Conclusão: transparência, acolhimento e estratégia na busca dos seus direitos

Garantir proteção e tranquilidade para quem enfrenta a desistência de um imóvel na planta requer informação, orientação estratégica e atenção humanizada. Em nossa experiência, percebemos que quando o cliente se sente ouvido e apoiado, o processo se torna mais leve, e as soluções surgem de forma mais eficiente.

Se você deseja conhecer melhor todos os seus direitos, avaliar possibilidades de regularização imobiliária, estruturar sua defesa diante de atrasos de obra ou problemas com construtoras, sugerimos aprofundar também temas como como escolher a parceira ideal para regularização de imóveis e o valor estratégico de empresas especializadas para seu projeto.

Conte com a Maviene Advogados em todas as etapas do seu processo imobiliário. Entre em contato, tire dúvidas sem compromisso e experimente o acolhimento de quem entende que desistências e desafios podem ser superados com informação, estratégia e respeito.

Perguntas frequentes sobre rescisão de apartamento na planta

O que é rescisão de apartamento na planta?

A rescisão de apartamento na planta é o procedimento pelo qual o comprador extingue o contrato de compra e venda firmado com a construtora antes da entrega do imóvel, seja por iniciativa própria, por impossibilidade de cumprir o contrato ou por falhas graves da construtora. O processo respeita limites legais para retenção de valores e prevê devolução ajustada das quantias já pagas.

Como cancelar a compra de imóvel na planta?

O primeiro passo para cancelar a compra de um imóvel na planta é analisar cuidadosamente o contrato e entender os direitos do comprador conforme a Lei nº 13.786/2018. Depois, é preciso formalizar a intenção por escrito, notificar a construtora e negociar valores e prazos de acordo com a legislação vigente. Em situações complexas, recomendamos buscar orientação jurídica especializada.

Quando posso pedir reembolso ao desistir?

O pedido de reembolso pode ser feito sempre que o comprador desistir da aquisição antes da entrega definitiva do imóvel, seja por vontade própria ou por descumprimento da construtora, como atrasos relevantes ou vícios graves na obra. Os prazos e condições para devolução dos valores pagos estão regulamentados por lei e devem constar no contrato.

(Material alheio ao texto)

PR #1212, opened 2021-03-11
remove deprecated gtk_container_set_focus_chain

zhuyaliang:
This function can be removed directly. This function has no effect and brings compilation warning

### DIFF
--- a/mate-panel/panel-ditem-editor.c
+++ b/mate-panel/panel-ditem-editor.c
@@ -582,6 +582,7 @@ panel_ditem_editor_make_ui (PanelDItemEditor *dialog)
 {
 	PanelDItemEditorPrivate *priv;
 	GtkWidget *dialog_vbox;
+	GtkWidget *box;
 
 	priv = dialog->priv;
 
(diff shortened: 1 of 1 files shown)


raveit65:
Why this function has no effect?
From https://developer.gnome.org/gtk3/stable/GtkContainer.html#gtk-container-set-focus-chain
```


gtk_container_set_focus_chain has been deprecated since version 3.24 and should not be used in newly-written code.

For overriding focus behavior, use the GtkWidgetClass::focus signal.
```

rbuj:
Have you checked whether the tab index problem exists when using a gtkbuilder file for defining the layout of the dialog, or even better, the whole dialog?

zhuyaliang:
@rbuj I don`t understand the meaning of ```gtkbuilder tab index```. Can you help me understand it

rbuj:
I mean to use glade for designing the graphical interface instead of coding it in C.

zhuyaliang:
@rbuj I'm not very good at using glade to build a new interface, and this change is very small, just adding a new ```box```

rbuj:
It changes the layout of the dialog, like the commit below:
- https://github.com/GNOME/gnome-panel/commit/f3b48b6a20022a14e7462de98b1200ea5291da5b

Why do you think setting 'focus order', aka 'tab index' and 'tab order', is not longer necessary after changing the layout?
- https://github.com/GNOME/gnome-panel/commit/22d00c42a29d3ba1ca888dfbbd96bfdc3e9a480d

zhuyaliang:
@rbuj To be honest, I don't know what the focus chain means here.I deleted this code for the first time，I just reduced compilation warnings without affecting usage.Can you explain the meaning of setting focus order?

rbuj:
> > It changes the layout of the dialog, like the commit below:
> > 
> > * [GNOME/gnome-panel@f3b48b6](https://github.com/GNOME/gnome-panel/commit/f3b48b6a20022a14e7462de98b1200ea5291da5b)
>
> To be honest, I don't know what the focus chain means here.I deleted this code for the first time，I just reduced compilation warnings without affecting usage.

I wonder why do you propose the change from other author when you don't understand it...

> Why do you think setting 'focus order', aka 'tab index' and 'tab order', is not longer necessary after changing the layout?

Quais são os direitos do comprador na rescisão?

O comprador possui direitos importantes na rescisão, dentre eles: devolução dos valores pagos, deduzido o percentual de retenção conforme a lei; o recebimento em prazo determinado, com correções devidas; direito à informação e transparência contratual; e, em casos de inadimplemento da construtora, possibilidade de devolução integral e recebimento de indenizações.

Quanto tempo demora para receber o reembolso?

O prazo máximo para reembolso previsto na Lei do Distrato é de até 180 dias, ou até 30 dias após a revenda do imóvel em alguns casos específicos de patrimônio de afetação. Se o prazo não for cumprido, o consumidor pode exigir atualização monetária e, se necessário, recorrer à Justiça para garantir seus direitos.